1. What is the difference between a Hadoop database and a Relational Database?
Hadoop is not a database, it is an architecture with a file system called HDFS. The data is stored in HDFS which does not have any predefined containers.
Relational database stores data in predefined containers.
2. What is HDFS?
Stands for Hadoop Distributed File System. It uses a framework involving many machines which store large amounts of data in files over a Hadoop cluster
3.What is MAP REDUCE?
Map Reduce is a set of programs used to access and manipulate large data sets over a Hadoop cluster.
4.What is the InputSplit in map reduce software?
An inputsplit is the slice of data to be processed by a single Mapper. It generally is of the block size which is stored on the datanode.
5. What is meaning Replication factor?
Replication factor defines the number of times a given data block is stored in the cluster. The default replication factor is 3. This also means that you need to have 3times the amount of storage needed to store the data. Each file is split into data blocks and spread across the cluster.
6. What is the default replication factor in HDFS?
The default hadoop comes with 3 replication factor. You can set the replication level individually for each file in HDFS. In addition to fault tolerance having replicas allow jobs that consume the same data to be run in parallel. Also if there are replicas of the data hadoop can attempt to run multiple copies of the same task and take which ever finishes first. This is useful if for some reason a box is being slow.
Most Hadoop administrators set the default replication factor for their files to be three. The main assumption here is that if you keep three copies of the data, your data is safe. this to be true in the big clusters that we manage and operate.
In addition to fault tolerance having replicas allow jobs that consume the same data to be run in parallel.
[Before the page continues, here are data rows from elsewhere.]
PR #105, opened 2022-03-29
Fix to not highlight Tutorials, when navigating to them from the navigator links, then going back.

dobromir-hristov:
Bug/issue #, if applicable: 90840717

## Summary

This fix prevents keeping tutorials highlighted, when clicking on them in the Navigator, then going back.

This was caused because we kept an activeUID for that item upon clicking, but it navigates you to a different page type altogether. 

The fix is a more generic one, to clear the cached state, if the activeUID path is NOT the same as the current route path.

**Alternative**
An alt fix could be to not emit a click event for Tutorial types, but that is a slippery slope I think.

## Dependencies

NA

## Testing

Steps:
1. Open an archive with a tutorial
2. Click on a none-tutorial item
3. Then click on a tutorial
4. Assert you get navigated to the tutorial
5. Go back with browser Back
6. Assert the tutorial is no longer highlighted, but the current page is.

## Checklist

- [x] Added tests

### DIFF
--- a/app/public/theme-settings.json
+++ b/app/public/theme-settings.json
@@ -58,7 +58,7 @@
         "hide": false
       },
       "navigator": {
-        "enable": true
+        "enable": false
       }
     }
   }
--- a/app/public/theme-settings.json
+++ b/app/public/theme-settings.json
@@ -58,7 +58,7 @@
         "hide": false
       },
       "navigator": {
-        "enable": false
+        "enable": true
       }
     }
   }
--- a/src/components/Navigator/NavigatorCard.vue
+++ b/src/components/Navigator/NavigatorCard.vue
@@ -104,7 +104,7 @@ import { TopicTypes } from 'docc-render/constants/TopicTypes';
 import FilterInput from 'docc-render/components/Filter/FilterInput.vue';
 import { BreakpointName } from 'docc-render/utils/breakpoints';
 import keyboardNavigation from 'docc-render/mixins/keyboardNavigation';
-import { last } from '@/utils/arrays';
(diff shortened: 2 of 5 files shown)


src/components/Navigator/NavigatorCard.vue
```diff
@@ -104,6 +104,7 @@ import { TopicTypes } from 'docc-render/constants/TopicTypes';
 import FilterInput from 'docc-render/components/Filter/FilterInput.vue';
 import { BreakpointName } from 'docc-render/utils/breakpoints';
 import keyboardNavigation from 'docc-render/mixins/keyboardNavigation';
+import { last } from '@/utils/arrays';
```
mportiz08, line 107:
```suggestion
import { last } from 'docc-render/utils/arrays';
```

src/utils/arrays.js
```diff
@@ -0,0 +1,2 @@
+// eslint-disable-next-line import/prefer-default-export
+export const last = array => array[array.length - 1];
```
mportiz08, line 2: I realize it's very simple, but we should add unit tests for this if we're going to add this helper. Also, this new file will need the Swift open source license preamble.

app/public/theme-settings.json
```diff
@@ -58,7 +58,7 @@
         "hide": false
       },
       "navigator": {
-        "enable": false
```
marinaaisa, line 61: I don't think this change was intended for this PR :)

marinaaisa (approved):
Looks good! I left a small comment, thanks Dobri! ✨

mportiz08:
@swift-ci test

Also if there are replicas of the data hadoop can attempt to run multiple copies of the same task and take which ever finishes first. This is useful if for some reason a box is being slow.
7. What is the typical block size of an HDFS block?
Default blocksize is 64mb. But 128mb is typical.
8. What is namenode?
Name node is one of the daemon that runs in Master node and holds the meta info where particular chunk of data (ie. data node) resides.Based on meta info maps the incoming job to corresponding data node...
9. How does master slave architecture in the Hadoop?
Totally 5 daemons run in Hadoop Master-slave architecture.
On Master Node : Name Node and Job Tracker and Secondary name node
On Slave : Data Node and Task Tracker
But its recommended to run Secondary name node in a separate machine which have Master node capacity.
10. What is compute and Storage nodes?
I do define Hadoop into 2 ways :
Distributed Processing : Map - Reduce
Distributed Storage : HDFS
Name Node holds Meta info and Data holds exact data and its MR program.
11. Explain how input and output data format of the Hadoop framework?
Fileinputformat, textinputformat, keyvaluetextinputformat, sequencefileinputformat, sequencefileasinputtextformat, wholefileformat are file formats in hadoop framework
How can we control particular key should go in a specific reducer?
By using a custom partitioner.
12. What happens if number of reducers are 0?
It is legal to set the number of reduce-tasks to zero if no reduction is desired.
In this case the outputs of the map-tasks go directly to the FileSystem, into the output path set by setOutputPath(Path). The framework does not sort the map-outputs before writing them out to the FileSystem.
13. How many instances of JobTracker can run on a Hadoop Cluser?
One. There can only be one JobTracker in the cluster. This can be run on the same machine running the NameNode.
14. How NameNode Handles data node failures?
Through checksums. every data has a record followed by a checksum. if checksum doesnot match with the original then it reports an data corrupted error.
15. Can I set the number of reducers to zero?
can be given as zero. So, the mapper output is an finalised output and stores in HDFS.